- _EXERCISE OBJECTIVE_: The entire listing below is to be transcribed without a single slip.

- _MATERIAL PROVIDED_:
PR #985, opened 2021-03-31
Break out of purge in case of cycles

shubham1g5:
https://github.com/dimagi/formplayer/pull/948

### DIFF
--- a/src/cli/java/org/commcare/util/cli/ApplicationHost.java
+++ b/src/cli/java/org/commcare/util/cli/ApplicationHost.java
@@ -1,6 +1,7 @@
 package org.commcare.util.cli;
 
 import org.commcare.cases.util.CasePurgeFilter;
+import org.commcare.cases.util.InvalidCaseGraphException;
 import org.commcare.core.interfaces.UserSandbox;
 import org.commcare.core.parse.CommCareTransactionParserFactory;
 import org.commcare.core.parse.ParseUtils;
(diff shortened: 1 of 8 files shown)


src/cli/java/org/commcare/util/cli/ApplicationHost.java
```diff
@@ -258,6 +259,9 @@ private boolean loopSession() throws IOException {
 
                     //Restart
                     return true;
+                } catch (InvalidCaseGraphException e) {
```
ctsims, line 262: This doesn't quite seem like the right place to catch this to me. The other two exceptions are broad-context exceptions that could get thrown in any number of circumstances, but this one is highly specific to one or two states of execution

ctsims (changes requested):
One small point of feedback on how this is caught in the CLI.

It definitely would be useful to be able to specifically output at least one case ID for a node in the cycle if possible to help identify the problem and prevent users from being caught in cycles where they are regularly 412ing.

src/cli/java/org/commcare/util/cli/ApplicationHost.java
ctsims: I think it's fine to start with just "Catch and Rethrow as a Runtime Exception" for now, or to simply print the error message and move on (as is done right now inside the `performCasePurge` method for the Error/Warning cases)

ctsims (approved):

- _ANSWER SECTION_:
PR #985, opened 2021-03-31
Break out of purge in case of cycles

shubham1g5:
https://github.com/dimagi/formplayer/pull/948

### DIFF
--- a/src/cli/java/org/commcare/util/cli/ApplicationHost.java
+++ b/src/cli/java/org/commcare/util/cli/ApplicationHost.java
@@ -1,6 +1,7 @@
 package org.commcare.util.cli;
 
 import org.commcare.cases.util.CasePurgeFilter;
+import org.commcare.cases.util.InvalidCaseGraphException;
 import org.commcare.core.interfaces.UserSandbox;
 import org.commcare.core.parse.CommCareTransactionParserFactory;
 import org.commcare.core.parse.ParseUtils;
(diff shortened: 1 of 8 files shown)


src/cli/java/org/commcare/util/cli/ApplicationHost.java
```diff
@@ -258,6 +259,9 @@ private boolean loopSession() throws IOException {
 
                     //Restart
                     return true;
+                } catch (InvalidCaseGraphException e) {
```
ctsims, line 262: This doesn't quite seem like the right place to catch this to me. The other two exceptions are broad-context exceptions that could get thrown in any number of circumstances, but this one is highly specific to one or two states of execution

ctsims (changes requested):
One small point of feedback on how this is caught in the CLI.

It definitely would be useful to be able to specifically output at least one case ID for a node in the cycle if possible to help identify the problem and prevent users from being caught in cycles where they are regularly 412ing.

src/cli/java/org/commcare/util/cli/ApplicationHost.java
ctsims: I think it's fine to start with just "Catch and Rethrow as a Runtime Exception" for now, or to simply print the error message and move on (as is done right now inside the `performCasePurge` method for the Error/Warning cases)

ctsims (approved):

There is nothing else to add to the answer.